As an aside, although none of it has anything to do with your sleeve bearing machine, ABEC grades have nothing to do with any tapered roller bearing. They apply to ball bearings and some other types.  The applicable standards  and classes for tapered roller bearings are promulgated by ABMA and ANSI.  And the numbers for one standard are mostly the reverse for the other.  I increasing order of "goodness", the ABMA Classes run 4. 2. 3. 0 and 00.

Back to your photographs, The small 2-step pulley M6-428 is the early 1/2" bore pulley.  If it fits your motor, use it.  The later manuals and parts lists will show M6-429, which is the same pulley except with a 5/8" bore.


----------



## makeparts (Dec 12, 2019)

wa5cab said:


> First thing that I need to caution you about is that the set screw removed from the spindle cone pulley is an oil plug, not a set screw.  There is a discussion of this problem up in the Sticky area, although as written it seems to apply to the 10" and 12".  But it applies equally to both versions of the 6".  Do not under any circumstances force it through until it touches or locks to the spindle.  If you do, first time that you put it into back gear you will probably ruin the spindle.



I read that the other day, so yes it concerned me.  So if I understand correctly, the step pulley is not "fastened", per se, but just uses the woodruff key and the bushings for the shaft fit? and the set screw is really to make an "oil resovoir", by capping off the hole once oil is introduced into it? or do I just oil it, and put the set screw aside?



wa5cab said:


> Second, nothing on the repairs document that you quoted applies to your lathe.  Again, your lathe has sleeve bearings.  The three models listed all have tapered roller bearings and as far as the spindle is concerned have nothing to do with your machine.  The reason that I suggested that you download the 1950 618 parts manual (or if they are uploaded, maybe the 1945 one) is that some of it does apply to your machine.  But not the spindle, spindle bearings or headstock casting.



Im a little confused - as you see from the pictures, I pulled a bearing (it's a Nice 5774, which I think is a plain ball thrust bearing) off the spindle (along with the 2 sleeve bearings that are still in the castings), so I do understand it's a single ball bearing 2 sleeve bearing lathe.   Am I wrong about the Nice 5774 - is it a tapered roller, or a hybrid thrust-radial type ball bearing?  I took that bearing to a local Motion Industries location to find me a replacement - the rep I was working with admitted he wasn't a bearing expert, but he thought it was a ball thrust bearing, as well.  They hadn't found anything as of end of the day today, but to be fair, Im a low volume/low spend type of customer, so I don't expect lightning fast service.  But they have been pretty good to me thus far.

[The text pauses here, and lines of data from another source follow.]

PR #2488, opened 2020-05-18
Reconfigure uwsgi.ini for a smaller server node

tony-sappe:
**Description:**
Reducing the deployed API server node from 32GB of RAM to 8GB requires some changes to the uwsgi config

**Technical details:**
Comments in the file explain the details

**OPS link**
fedspendingtransparency/usaspending-config#686

### DIFF
--- a/config/uwsgi.ini
+++ b/config/uwsgi.ini
@@ -26,7 +26,7 @@ cheaper-overload = 1
 cheaper = 50
 
 # Max Workers
-workers = 100
+workers = 200
 
 # Memory Limits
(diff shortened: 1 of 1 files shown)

I don't see dates on the pdf's, so Im sorry I don't know how to identify the year of manual publication.
Am I correct thinking you are referring to the manual that has the "Picture" (not a blow up diagram) of all the parts, listing a single thrust ball bearing in the headstock assembly as S10F-91? (filename "Craftsman Lathe 6 101-07301.pdf")?  
I also see another pdf that has a single ball thrust bearing listed below the picture as item L2-20 (file named "Craftsman Lathe 6 101-07301 1944-11.pdf".  

I promise you I am trying to do all the legwork, and not expecting to be hand fed here!



wa5cab said:


> As an aside, although none of it has anything to do with your sleeve bearing machine, ABEC grades have nothing to do with any tapered roller bearing. They apply to ball bearings and some other types.  The applicable standards  and classes for tapered roller bearings are promulgated by ABMA and ANSI.  And the numbers for one standard are mostly the reverse for the other.  I increasing order of "goodness", the ABMA Classes run 4. 2. 3. 0 and 00.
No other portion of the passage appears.